▶ **What needs to be done**
Restate word for word each line of the data, starting at the one containing "not working. Thoughts?" and running through the last.
BEGIN Entries supplied
PR #623, opened 2016-05-10
Fixes #577

dogeared:
Add JSON and produces support for /login

PR #672, opened 2016-06-01
Updated LogoutController as well as the classes that use it to support the produces property for content negotiation.

### LINKED ISSUE #671: Logout is busted in the presence of Content Negotiation
produces property is null when constructing the `LogoutController` and thus causes an NPE in `DefaultContentNegotiationResolver.getContentType`

dogeared:
resolves #671

### DIFF
--- a/extensions/servlet/src/main/java/com/stormpath/sdk/servlet/filter/LogoutFilter.java
+++ b/extensions/servlet/src/main/java/com/stormpath/sdk/servlet/filter/LogoutFilter.java
@@ -27,7 +27,7 @@ public class LogoutFilter extends ControllerFilter {
 
     @Override
     protected void onInit() throws ServletException {
-        LogoutController c = new LogoutController();
+        LogoutController c = new LogoutController(getConfig());
         c.setLogoutInvalidateHttpSession(getConfig().isLogoutInvalidateHttpSession())
             .setLogoutNextUri(getConfig().getLogoutControllerConfig().getNextUri());
         setController(c);
--- a/extensions/servlet/src/main/java/com/stormpath/sdk/servlet/filter/LogoutFilter.java
+++ b/extensions/servlet/src/main/java/com/stormpath/sdk/servlet/filter/LogoutFilter.java
@@ -27,7 +27,7 @@ public class LogoutFilter extends ControllerFilter {
 
     @Override
     protected void onInit() throws ServletException {
-        LogoutController c = new LogoutController(getConfig());
+        LogoutController c = new LogoutController(getConfig().getLogoutControllerConfig(), getConfig().getProducesMediaTypes());
         c.setLogoutInvalidateHttpSession(getConfig().isLogoutInvalidateHttpSession())
             .setLogoutNextUri(getConfig().getLogoutControllerConfig().getNextUri());
         setController(c);
--- a/extensions/servlet/src/test/groovy/com/stormpath/sdk/servlet/mvc/ControllerTest.groovy
+++ b/extensions/servlet/src/test/groovy/com/stormpath/sdk/servlet/mvc/ControllerTest.groovy
@@ -1,7 +1,25 @@
+/*
+ * Copyright 2016 Stormpath, Inc.
+ *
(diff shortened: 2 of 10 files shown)


extensions/servlet/src/main/java/com/stormpath/sdk/servlet/filter/LogoutFilter.java
```diff
@@ -27,7 +27,7 @@
 
     @Override
     protected void onInit() throws ServletException {
-        LogoutController c = new LogoutController();
+        LogoutController c = new LogoutController(getConfig());
```
mrioan: In general Les does not like the idea of passing configuration objects around. Configuration should only be used to get data when initializing things. Passing the config object can cause a runtime issue if an object tries to get some value at some point which is not present or is invalid. We would want things to break during boot time rather than runtime. So I agree with Les that passing configuration objects should be discouraged.

lhazlewood: Yeah, the idea is that dependency injection is the best (non-coupling) way to configure things.  For example, Spring configuration is totally different than our Servlet config stuff - ideally a `Config` object shouldn't exist in a Spring environment at all.

This allows configuration to occur via whatever mechanism is best for a given environment, without 'forcing' the `Config` concept on all environments.

dogeared: We may need to do a larger refactor after we get over this hump. Here, I am following the same pattern used for the `LoginController`. Without this, the `LogoutController` is broken because it doesn't pick up on the `produces` property without the config.

dogeared: Just confirming that at commit `9d46c52`, @mrioan established the pattern of passing in passing the `Config` into `LoginController` and calling `super` with it. If we want to refactor, that's fine, but currently `LogoutController` is broken and this PR fixes it using the same pattern. I think we should let this PR get merged and then refactor the pattern across the controllers for servlet and spring if we want to.

mrioan: @dogeared I agree that having that the LoginController should also be changed. I am working on that as well.

BTW, I did nor really add that into the `LoginController` myself. [This is the real commit]( (https://github.com/stormpath/stormpath-sdk-java/pull/623/commits/7bc2611e74e12ef76d74e1d1254fa263b1ed1ea6#r63070186)

dogeared:
@mrioan - do you want to incorporate fixing the (currently broken) LogoutController as well? Not sure how to proceed. We can't UAT with the Logout function simply not working. Thoughts?

mrioan:
@dogeared yes, I am working on that. I think it is already working for me. I need to UAT a little bit more to be sure

dogeared:
👍  Great! Let me know when it's done and we can just kill this PR.

extensions/servlet/src/test/groovy/com/stormpath/sdk/servlet/mvc/ControllerTest.groovy
```diff
@@ -142,13 +160,39 @@ class ControllerTest {
...
+        expect(controllerConfigResolver.getLocaleResolver()).andReturn localeResolver
+        expect(controllerConfigResolver.getControllerKey()).andReturn "someKey"
+
+        expect(controllerConfigResolver.getNextUri()).andReturn "/"
+        expect(controllerConfigResolver.getUri()).andReturn "/"
+        expect(controllerConfigResolver.getMessageSource()).andReturn messageSource
+        expect(controllerConfigResolver.getLocaleResolver()).andReturn localeResolver
+        expect(controllerConfigResolver.getControllerKey()).andReturn "someKey"
+
+        replay controllerConfigResolver
```
dogeared: nice

dogeared:
LGTM. Please merge after CI. 👍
END Entries supplied
▶ **Answer below**
@mrioan - do you want to incorporate fixing the (currently broken) LogoutController as well? Not sure how to proceed. We can't UAT with the Logout function simply not working. Thoughts?

mrioan:
@dogeared yes, I am working on that. I think it is already working for me. I need to UAT a little bit more to be sure

dogeared:
👍  Great! Let me know when it's done and we can just kill this PR.

extensions/servlet/src/test/groovy/com/stormpath/sdk/servlet/mvc/ControllerTest.groovy
```diff
@@ -142,13 +160,39 @@ class ControllerTest {
...
+        expect(controllerConfigResolver.getLocaleResolver()).andReturn localeResolver
+        expect(controllerConfigResolver.getControllerKey()).andReturn "someKey"
+
+        expect(controllerConfigResolver.getNextUri()).andReturn "/"
+        expect(controllerConfigResolver.getUri()).andReturn "/"
+        expect(controllerConfigResolver.getMessageSource()).andReturn messageSource
+        expect(controllerConfigResolver.getLocaleResolver()).andReturn localeResolver
+        expect(controllerConfigResolver.getControllerKey()).andReturn "someKey"
+
+        replay controllerConfigResolver
```
dogeared: nice

dogeared:
LGTM. Please merge after CI. 👍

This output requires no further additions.